3. La convention PIF

11.

En outre, la convention PIF, signée à Luxembourg le 26 juillet 1995, qui a été conclue par les quinze États membres de l’Union de l’époque sur la base de l’article K.3, paragraphe 2, sous c), TUE ( 7 ), et qui est entrée en vigueur le 17 octobre 2002 ( 8 ), comporte toute une série de dispositions communes sur la protection pénale des intérêts financiers de l’Union.

12.

Sous l’intitulé «Dispositions générales», l’article 1er de la convention PIF définit l’élément constitutif d’une fraude et oblige les États membres à ériger les comportements qu’elle vise en infractions pénales:

«1. Aux fins de la présente convention, est constitutif d’une fraude portant atteinte aux intérêts financiers des Communautés européennes:

[…]

b)

en matière de recettes, tout acte ou omission intentionnel relatif:

à l’utilisation ou à la présentation de déclarations ou de documents faux, inexacts ou incomplets, ayant pour effet la diminution illégale de ressources du budget général des Communautés européennes ou des budgets gérés par les Communautés européennes ou pour leur compte,

à la non‑communication d’une information en violation d’une obligation spécifique, ayant le même effet,

au détournement d’un avantage légalement obtenu, ayant le même effet.

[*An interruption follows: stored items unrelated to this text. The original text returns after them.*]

PR #2034, opened 2023-04-14
feat(replays): Key-based scrubbing

### LINKED ISSUE #2007: Session Replay: Key-based PII scrubbing
The Replay team has started to ingest fetch/xhr request and response bodies (and later on headers) on the Sentry org. As you can imagine, a big concern with this feature will be PII. Assuming the fetch response body is JSON, we will send the body as JSON rather than stringifying it. You can see an example payload here:

```json
{
    "type": 5,
    "timestamp": 1680009712.507,
    "data": {
        "tag": "performanceSpan",
        "payload": {
            "op": "resource.fetch",
            "description": "https://api2.amplitude.com/2/httpapi",
            "startTimestamp": 1680009712.507,
            "endTimestamp": 1680009712.671,
            "data": {
                "method": "POST",
                "statusCode": 200,
                "request": {
                    "size": 2949,
                    "body": {
                        "api_key": "foobar",
                        "events": "[...]",
                        "options": {
                            "min_id_length": 1
                        }
                    }
                },
                "response": {
                    "size": 94,
                    "body": {
                        "code": 200,
                        "server_upload_time": 1680009712652,
                        "payload_size_bytes": 2949,
                        "events_ingested": 5
                    }
                }
            }
        }
    }
}
```

Relay is already scrubbing replay events where `type == 5`, however we would want the scrubber to be contextually aware so that it is able to scrub values based on keys. In the example above we have `data.payload.data.request.body.api_key`, whose value (`foobar`) we would like to be scrubbed.

jjbayer:
Instead of scrubbing all string values in type 5 replay payloads and pretending that their key is `""`, make the scrubber aware of the current path in the payload, and restrict scrubbinh to a predefined set of fields (as we do for error events with `pii=true`).

By passing the current path into the PII processor, default key-based rules such as the [`PASSWORD_KEY_REGEX`](https://github.com/getsentry/relay/blob/3a81590c33b196c32c0c546ef93c7db9b1614ddd/relay-general/src/pii/regexes.rs#L275-L279) are now enabled as well.

In order to use the existing PII matchers, I had to modify `ProcessingState` to allow taking ownership of its parent.

Fixes https://github.com/getsentry/relay/issues/2007.


relay-general/src/processor/attrs.rs
```diff
@@ -384,7 +410,7 @@ impl<'a> fmt::Display for PathItem<'a> {
 /// the path items in the processing state and check whether a selector matches.
 #[derive(Debug, Clone)]
 pub struct ProcessingState<'a> {
-    parent: Option<&'a ProcessingState<'a>>,
+    parent: Option<BoxCow<'a, ProcessingState<'a>>>,
```
jjbayer, line 418: In regular event scrubbing, every state will only hold a reference to its parent (as it was before). But in Replay scrubbing, where we do not call `process_*` recursively, we will hold a single `ProcessingState` instance, which owns its parents, grandparents, etc.

relay-general/src/processor/attrs.rs
```diff
@@ -514,6 +559,18 @@ impl<'a> ProcessingState<'a> {
...
+    ///
+    /// - Returns `Ok(None)` if the current state is the root.
+    /// - Returns `Err(self)` if the current state does not own the parent state.
+    pub fn try_into_parent(self) -> Result<Option<Self>, Self> {
+        match self.parent {
+            Some(BoxCow::Borrowed(_)) => Err(self),
+            Some(BoxCow::Owned(parent)) => Ok(Some(*parent)),
+            None => Ok(None),
+        }
+    }
```
jjbayer, line 577: This function is used to pop a state from the stack.

relay-general/src/processor/attrs.rs
```diff
@@ -443,14 +469,33 @@ impl<'a> ProcessingState<'a> {
...
+    ) -> Self {
+        let depth = self.depth + 1;
+        ProcessingState {
+            parent: Some(BoxCow::Owned(self.into())),
+            path_item: Some(PathItem::OwnedKey(key)),
+            attrs,
+            value_type: value_type.into_iter().collect(),
+            depth,
+        }
+    }
```
jjbayer, line 502: This function is used to push a state to the stack.

relay-replays/src/recording.rs
```diff
@@ -213,6 +217,29 @@ where
     D::custom(s.to_string())
 }
 
+/// Config that will be applied in addition to any dynamic config added via `new()`.
+static STATIC_PII_CONFIG: Lazy<PiiConfig> = Lazy::new(|| {
+    let filter_paths = [vec![
+        "data", "payload", "data", "request", "body", "api_key",
+    ]];
```
jjbayer: @billyvg I only added the path you mentioned in the issue for now. If you want to add more paths, this is the place to do so.

relay-replays/src/recording.rs
```diff
@@ -562,4 +605,52 @@ mod tests {
...
+        let scrubbed_result = std::str::from_utf8(&transcoded).unwrap();
+        let scrubbed: serde_json::Value = serde_json::from_str(scrubbed_result).unwrap();
+
+        // Normal fields are not scrubbed:
+        assert_eq!(scrubbed[0]["data"]["payload"]["data"]["method"], "POST");
+
+        // `api_key` is caught by default scrubbing rules:
+        assert_eq!(
+            scrubbed[0]["data"]["payload"]["data"]["request"]["body"]["api_key"],
+            "[Filtered]"
```
jjbayer, line 647: @billyvg this test illustrates that even without loading the new `STATIC_PII_CONFIG`, `api_key` is now filtered because the scrubber has now become aware of keys, and `api_key` is listed as a secret key in the default data scrubbing config:

https://github.com/getsentry/relay/blob/1cfd522d43ce55cc63606bf5d2874d59bcd45963/relay-general/src/pii/regexes.rs#L275-L277

This also means that from now on, these keys will be scrubbed anywhere in the payload (`passwd`, `auth`, `token`, ...). Is there a risk that this will break replays functionally?

relay-replays/src/recording.rs
billyvg: @jjbayer Does this still work if the path is: `"data", "payload", "data", "request", "body"`

`request.body` is going to contain arbitrary data, so we won't know exact paths to the keys that need to be scrubbed.

relay-replays/src/recording.rs
billyvg: Oh ok, this answers my first comment if I'm understanding correctly. There is a risk if this is applied to all payloads (less risk if it's only where `type == 5`, but can still cause unwanted issues). Is it possible to only scrub for these keys within a path?

e.g. if in `STATIC_PII_CONFIG`:

```
let filter_paths = [vec![
        "data", "payload", "data", "request",
    ]];
```

I would want this assertion to be true:

```
assert_eq!(
            scrubbed[0]["data"]["payload"]["data"]["request"]["body"]["api_key"],
            "[Filtered]"
```

relay-replays/src/recording.rs
```diff
@@ -68,31 +68,72 @@ impl From<serde_json::Error> for ParseRecordingError {
...
+        self.path.push(key.to_owned());
+        let field_attrs = if scrub_at_path(&self.path) {
+            &FIELD_ATTRS_PII_TRUE
+        } else {
+            &FIELD_ATTRS_PII_FALSE
+        };
+
+        self.state = std::mem::take(&mut self.state).enter_owned(
+            key.to_owned(),
+            Some(Cow::Borrowed(field_attrs)),
```
jjbayer, line 130: `field_attrs` now depends on whether the field is in `PII_FIELDS`, just like it depends on the `pii` attribute in `Annotated` schemas.

relay-replays/src/recording.rs
```diff
@@ -562,4 +605,45 @@ mod tests {
...
+            .scrub_replay(payload.as_slice(), &mut transcoded)
+            .unwrap();
+
+        let scrubbed_result = std::str::from_utf8(&transcoded).unwrap();
+        let scrubbed: serde_json::Value = serde_json::from_str(scrubbed_result).unwrap();
+
+        // Normal fields are not scrubbed:
+        assert_eq!(scrubbed[0]["data"]["payload"]["data"]["method"], "POST");
+
+        // `api_key` is caught by custom rule:
```
jjbayer:
```suggestion
```

relay-replays/src/recording.rs
jjbayer: @billyvg this is what I now implemented using `PII_FIELDS`. The selector is currently `vec!["data", "payload", "data"]`, but feel free to change that.

relay-replays/src/recording.rs
```diff
@@ -68,31 +68,72 @@ impl From<serde_json::Error> for ParseRecordingError {
...
-        Some(Cow::Owned(FieldAttrs::new().pii(Pii::True))),
-        Some(ValueType::String),
-    )
+/// Paths to fields on which datascrubbing rules should be applied.
+///
+/// This is equivalent to marking a field as `pii = true` in an `Annotated` schema.
+static PII_FIELDS: Lazy<[Vec<&str>; 2]> = Lazy::new(|| {
+    [
+        vec!["data", "payload", "description"],
+        vec!["data", "payload", "data"],
```
jjbayer: @billyvg this is where you can add sensitive fields, or make them more precise.

relay-replays/src/snapshots/relay_replays__recording__tests__scrub_pii_key_based_edge_cases.snap
jjbayer, line 1: @billyvg I added a payload with some unrealistic edge cases to illustrate where exactly data is scrubbed now. See `rrweb-request-edge-cases.json` for the input data.

relay-replays/src/snapshots/relay_replays__recording__tests__scrub_pii_key_based_edge_cases.snap
```diff
@@ -0,0 +1,45 @@
+---
+source: relay-replays/src/recording.rs
+expression: scrubbed
+---
+[
+  {
+    "data": {
+      "payload": {
+        "data": {
+          "method": "POST [ip]",
```
jjbayer, line 10: An IP appearing in `method` is scrubbed, because `data.payload.data` is in `PII_FIELDS`.

relay-replays/src/snapshots/relay_replays__recording__tests__scrub_pii_key_based_edge_cases.snap
```diff
@@ -0,0 +1,45 @@
...
+          "request": {
+            "body": {
+              "api_key": "[Filtered]",
```
jjbayer, line 13: `api_key` is scrubbed because `data.payload.data` is in `PII_FIELDS`, and `api_key` is in [`PASSWORD_KEY_REGEX`](https://github.com/getsentry/relay/blob/258783fc348c7920cd3651734688ba95d12f5968/relay-general/src/pii/regexes.rs#L275-L279).

relay-replays/src/snapshots/relay_replays__recording__tests__scrub_pii_key_based_edge_cases.snap
```diff
@@ -0,0 +1,45 @@
...
+            "body": {
+              "code": 200,
+              "events_ingested": 5,
+              "payload_size_bytes": 2949,
+              "server_upload_time": 1680009712652,
+            },
+            "size": 94,
+          },
+          "statusCode": 200,
+          "token": "[Filtered]",
```
jjbayer, line 33: `token` is also in [PASSWORD_KEY_REGEX](https://github.com/getsentry/relay/blob/258783fc348c7920cd3651734688ba95d12f5968/relay-general/src/pii/regexes.rs#L275-L279).

relay-replays/src/snapshots/relay_replays__recording__tests__scrub_pii_key_based_edge_cases.snap
```diff
@@ -0,0 +1,45 @@
...
+        },
+        "description": "https://domain.com/api [Filtered] [ip]",
```
jjbayer, line 35: Scrubbed because `data.payload.description` is in `PII_FIELDS`.

relay-replays/src/snapshots/relay_replays__recording__tests__scrub_pii_key_based_edge_cases.snap
```diff
@@ -0,0 +1,45 @@
...
+        "endTimestamp": 1680009712.671,
+        "op": "resource.fetch 4111-1111-1111-1111",
```
jjbayer, line 37: If `op` contains a credit card number, it is not scrubbed because `op` is not in `PII_FIELDS`.

relay-replays/src/snapshots/relay_replays__recording__tests__scrub_pii_key_based_edge_cases.snap
```diff
@@ -0,0 +1,45 @@
...
+        "startTimestamp": 1680009712.507,
+      },
+      "tag": "performanceSpan 127.0.0.1",
```
jjbayer, line 40: If `tag` contains an IP address, it is not scrubbed because `tag` is not in `PII_FIELDS`.

relay-replays/src/recording.rs
jjbayer: See newest changes.

relay-general/src/processor/attrs.rs
```diff
@@ -328,47 +328,73 @@ impl Default for FieldAttrs {
...
+    Owned(Box<T>),
+}
+
+impl<T> Deref for BoxCow<'_, T> {
+    type Target = T;
+
+    fn deref(&self) -> &Self::Target {
+        match self {
+            BoxCow::Borrowed(slf) => slf,
+            BoxCow::Owned(slf) => slf.deref(),
```
iker-barriocanal: `slf` may be confusing, could we rename it? I think `contained` could be a better option.

relay-general/src/processor/attrs.rs
iker-barriocanal: > we will hold a single ProcessingState instance, which owns its parents, grandparents, etc.

Will this be the top-level `ProcessingState`? Could we add a comment in `ProcessingState` to note this github comment, since it's not trivial to figure it out?

relay-replays/src/recording.rs
```diff
@@ -68,31 +68,72 @@ impl From<serde_json::Error> for ParseRecordingError {
...
+    ]
 });
 
+/// Returns `True` if the given path should be treated as `pii = true`.
+fn scrub_at_path(path: &Vec<String>) -> bool {
+    PII_FIELDS
+        .iter()
+        .any(|p| p.iter().zip(path).all(|(k1, k2)| k1 == k2))
```
iker-barriocanal: > If either iterator returns [None](https://doc.rust-lang.org/std/option/enum.Option.html#variant.None), [next](https://doc.rust-lang.org/std/iter/trait.Iterator.html#tymethod.next) from the zipped iterator will return [None](https://doc.rust-lang.org/std/option/enum.Option.html#variant.None).

From the [docs](https://doc.rust-lang.org/std/iter/trait.Iterator.html#method.zip); so IIUC, a path will match with any of its subpaths with the same root. Is it possible to use something like `contains`?

relay-replays/src/recording.rs
iker-barriocanal, line 130: Q: this sets the `field_attrs`, but there may be additional fields that are being overwritten and are now lost; is this correct? In other words, should we overwrite or merge the attributes? It's also possible this question does not make sense at all.

iker-barriocanal (changes requested):
Are we planning to consider `pii = maybe` on the recordings?

Blocking because of a potential bug with `zip`.

relay-replays/src/recording.rs
jjbayer: Great catch!

relay-replays/src/recording.rs
jjbayer: Previously, we just used the static `STRING_STATE` here, which hard-coded its field attrs to `FieldAttrs::new().pii(Pii::True)` ([link](https://github.com/getsentry/relay/pull/2034/files/f67bef1b33b86a7db0acb204f3d66597e704d59b#diff-37853ccc35bc20c05e8c5a3f04679a82d62c0c1efb959f8db3e42049c97b6b16L74)).

Since replays are schemaless, all we care about for the purpose of data scrubbing is toggling the pii field attr.

relay-general/src/processor/attrs.rs
```diff
@@ -514,6 +559,18 @@ impl<'a> ProcessingState<'a> {
         }
     }
 
+    /// Return the contained parent state.
```
olksdr:
```suggestion
    /// Returns the contained parent state.
```

relay-replays/src/recording.rs
```diff
@@ -68,31 +68,72 @@ impl From<serde_json::Error> for ParseRecordingError {
...
-static STRING_STATE: Lazy<ProcessingState> = Lazy::new(|| {
-    ProcessingState::root().enter_static(
-        "",
-        Some(Cow::Owned(FieldAttrs::new().pii(Pii::True))),
-        Some(ValueType::String),
-    )
+/// Paths to fields on which datascrubbing rules should be applied.
+///
+/// This is equivalent to marking a field as `pii = true` in an `Annotated` schema.
+static PII_FIELDS: Lazy<[Vec<&str>; 2]> = Lazy::new(|| {
```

2. Sous réserve de l’article 2 paragraphe 2, chaque État membre prend les mesures nécessaires et appropriées pour transposer en droit pénal interne les dispositions du paragraphe 1 de telle sorte que les comportements qu’elles visent soient érigés en infractions pénales.

3. Sous réserve de l’article 2 paragraphe 2, chaque État membre prend également les mesures nécessaires pour assurer que l’établissement ou la fourniture intentionnel de déclarations ou de documents faux, inexacts ou incomplets ayant l’effet mentionné au paragraphe 1 sont érigés en infractions pénales s’ils ne sont pas déjà punissables soit comme infraction principale, soit à titre de complicité, d’instigation ou de tentative de fraude telle que définie au paragraphe 1.

[…]»

13.

L’article 2 de la convention PIF met à la charge des États membres l’obligation suivante concernant l’introduction de sanctions:

«1. Chaque État membre prend les mesures nécessaires pour...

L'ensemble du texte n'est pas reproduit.